Preview thumbnails

Learn what preview thumbnails are, when Blurry generates them, and how they appear in shared scene links.

Overview

Preview thumbnails are generated stills of your scene.

Blurry uses them anywhere someone needs a visual preview before opening the interactive viewer. You see them in scene lists, scene cards, and other surfaces that need a compact representation of the scene.

These images are not manually uploaded images, and they are not screenshots taken from your browser. Blurry renders them from the saved scene data.

Dashboard with grid view with thumbnails

When previews are generated

Blurry generates previews after upload once it has a renderable version of the model.

For smaller uploads, this can happen soon after the model finishes uploading. For larger uploads, preview generation may wait until Blurry has generated a lower-detail variant that can be rendered.
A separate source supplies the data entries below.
PR #159, opened 2023-08-14
HEVM: start from concrete store for constructors

zoep:
Change the initial storage of constructors to an empty store instead of an abstract store.


d-xo (approved):
lgtm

Blurry also regenerates previews when changes affect the saved preview view, such as the saved initial camera, model transform or alignment, and background colour.

What view previews use

Previews are rendered from the default camera location you set per scene. Blurry preserves the camera location, field of view, and background colour for the preview.

The preview is rerendered whenever there is such a scene change that would affect the preview.

Social media previews

Blurry also generates Open Graph images from the preview pipeline.

Social platforms use these images when someone shares a scene link. This gives shared links a visual card instead of a blank preview, so recipients can see what the scene contains before opening it.